PRISM: Policy-driven Retraining-free Inter/Intra-layer Structured Merging for Accurate and Efficient LLM Pruning

Abstract

Large language models (LLMs) incur substantial computation, memory, and latency costs during inference, motivating structured pruning for efficient deployment. However, directly removing layers or channels discards learned representations, often requiring fine-tuning or reconstruction to recover accuracy. Inter-layer pruning offers substantial computational savings at the risk of severe accuracy degradation, whereas intra-layer pruning provides finer-grained compression with more limited end-to-end acceleration. We introduce PRISM, a policy-driven, retraining-free framework that unifies inter- and intra-layer structured compression through weight merging.

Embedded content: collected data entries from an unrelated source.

PR #598, opened 2024-08-20
Skip CreateSession if no policy is provided 

JunichiSugiura:
retry #592

### DIFF
--- a/packages/keychain/src/components/connect/Login.tsx
+++ b/packages/keychain/src/components/connect/Login.tsx
@@ -86,8 +86,8 @@ function Form({
           await doLogin(usernameField.value, credentialId);
           break;
         case LoginMode.Controller:
-          if (policies.length === 0) {
-            throw new Error("Policies required for controller ");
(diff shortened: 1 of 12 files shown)


packages/keychain/src/components/connect/Login.tsx
```diff
@@ -81,17 +81,10 @@ function Form({
...
-          if (policies.length === 0) {
-            throw new Error("Policies required for controller ");
-          }
-
-          await controller.approve(origin, expiresAt, policies);
-          break;
+      if (mode === LoginMode.Controller && policies.length > 0) {
+        await controller.approve(origin, expiresAt, policies);
+      } else {
+        await doLogin(usernameField.value, credentialId);
```
broody, line 87: @JunichiSugiura I made small change here to make login require webauthn authentication if no policies. Otherwise ppl can log into others account, any txn will fail but just feels weird.

broody (approved):

PR #635, opened 2024-08-29
Show verified badge

### LINKED ISSUE #594: Add session key verification badge to the controller
Lets manage and surface a verified badge for session keys in the controller. Verified sessions/games should be maintained in a public github repo. people will send a PR to add their game to the verified list. Clicking on the verified badge should take you to the repo. 

Here are the designs

--- 

The verified badge appears in two places

On the log in page where it expands with the session tray

image
image

And on the dedicated session page (ive updated the design here to give the session details a little more room) 

image

---

[Figma Link](https://www.figma.com/design/OSbzNkyR9UYV4Erz9oF9JJ/Controller?node-id=3692-35410&t=MvzrNy0BFfo3gzch-1)

JunichiSugiura:
close #594

It might make sense to move all preset theme to`verified.ts` once we list all url.


packages/controller/src/verified.ts
```diff
@@ -0,0 +1,7 @@
+export const verified: { id: string; url: string }[] = [
+  { id: "flippyflop", url: "https://flippyflop.vercel.app" },
```
tarrencev, line 2:
```suggestion
  { id: "flippyflop", url: "https://flippyflop.gg" },
```

PR #647, opened 2024-09-01
Fix contract not found on local dev

broody:


packages/keychain/src/utils/connection/execute.ts
```diff
@@ -78,7 +78,8 @@ export function executeFactory({
           } catch (error) {
             if (
               error instanceof Error &&
-              error.message.includes("ContractNotFound")
+              (error.message.includes("ContractNotFound") ||
+                error.message.includes("is not deployed"))
```
tarrencev, line 82: we should make this more specific to the account address since we don't want to trigger the deploy flow for a deployed account calling an underpowered contract

PR #650, opened 2024-09-03
Build wasm at runtime

tarrencev:
Looks like we will need to move to this to enable this PR:

https://vercel.com/guides/how-can-i-use-github-actions-with-vercel


steebchen:
we can close this ig @tarrencev?

PR #664, opened 2024-09-05
Add profile iframe

JunichiSugiura:
Add `Open Profile` button to Controller example.

### One question
- https://github.com/cartridge-gg/controller/pull/664#pullrequestreview-2313514315


JunichiSugiura:
Auto connect does not work anymore since keychain connection takes longer than used to be for some reason.
Seems like a race condition to me.

Screenshot 2024-09-18 at 13 19 32

packages/controller/src/index.ts
```diff
@@ -17,39 +13,52 @@ import {
...
+import { RPC_SEPOLIA } from "./constants";
 
 class Controller {
-  private url: URL;
   private policies: Policy[];
   private paymaster?: PaymasterOptions;
-  private connection?: Connection<Keychain>;
-  private modal?: Modal;
   public keychain?: AsyncMethodReturns<Keychain>;
+  public profile?: AsyncMethodReturns<Profile>;
```
JunichiSugiura, line 30: I wonder if `controller.keychain` has to be public 🤔

JunichiSugiura, line 30: I wonder if `controller.keychain` has to be public 🤔

broody: Yeah good point, I think both keychain and profile should be private

broody (approved):
This make it so much cleaner! Don't see anything that would cause backward incompatibility so LGTM

packages/controller/src/index.ts
```diff
@@ -17,39 +13,52 @@ import {
...
+  private iframes: IFrames;
   public rpc: URL;
   public account?: AccountInterface;
 
   constructor({
     policies,
     url,
+    profileUrl,
```
broody, line 38: Mmm do we need to make this user configurable? Could it just be const?

JunichiSugiura: Good point. Yes, I agree that there's no need for game dev to set this url. But we want it as a Controller dev to switch between localhost and production API I think. Maybe we can introduce env to Controller but I'm not keen to do so since it's a library not app.

PR #689, opened 2024-09-11
Setup Storybook for Keychain

JunichiSugiura:
### Note
I had to extract `useConnectionValue` from provider module since importing `@cartridge/penpal` in storybook causes error.

Screenshot 2024-09-11 at 15 57 11


JunichiSugiura:
For some reason, Storybook does not render decorator when `<ConnectionProvider />` is rendered 🫠
Weird because other providers such as `<ChakraProvider />` or `<ControllerThemeProvider />` works fine...

tarrencev (approved):

PR #691, opened 2024-09-11
Fetch balance on init

broody:


JunichiSugiura (approved):
Ohhh, thanks for the catch!

PR #1266, opened 2025-10-02
cli: removes "aigw translate" command

mathetake:
**Description**

`aigw translate` was introduced at the early stage of the project where the control plane was simple. At the time, it simply translates the CRD into EG's corresponding resources and that was it. However, as the project has evolved since then, now the majority of the work has been done in the extension server, meaning that the mere translation result from our CRD into EG resource is almost useless. It's still useful for the developers/contributors on this project internally as well as the underlying translation function is used in `aigw run`, so the implementation is still necessary but we should remove it from `aigw` CLI as it's confusing to the users who usually are not interested in such implementation details.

Rather than simply deleting redundant structures, PRISM transfers their information into retained weights, mitigating representation loss without additional training. For inter-layer compression, MHA-Removed FFN Composition removes selected multi-head attention (MHA) layers and composes adjacent feed-forward network (FFN) layers to exploit redundancy across layers. For intra-layer compression, Structure-Aware Channel Reconstruction merges channels while accounting for the distinct structural characteristics of MHA and FFN modules. To coordinate both compression levels, an Activation Distortion Score captures directional and magnitude changes in activations and guides the joint selection of inter-layer merging locations and layer-wise intra-layer sparsity. At 30% sparsity, PRISM achieves 1.25% lower perplexity than a state-of-the-art structured pruning baseline, while reducing inference computation and memory usage to 72.9% and 70.5% of the dense baseline, respectively. These results demonstrate that combining structured information transfer with activation-aware sparsity allocation improves the accuracy-efficiency trade-off of LLM compression without retraining.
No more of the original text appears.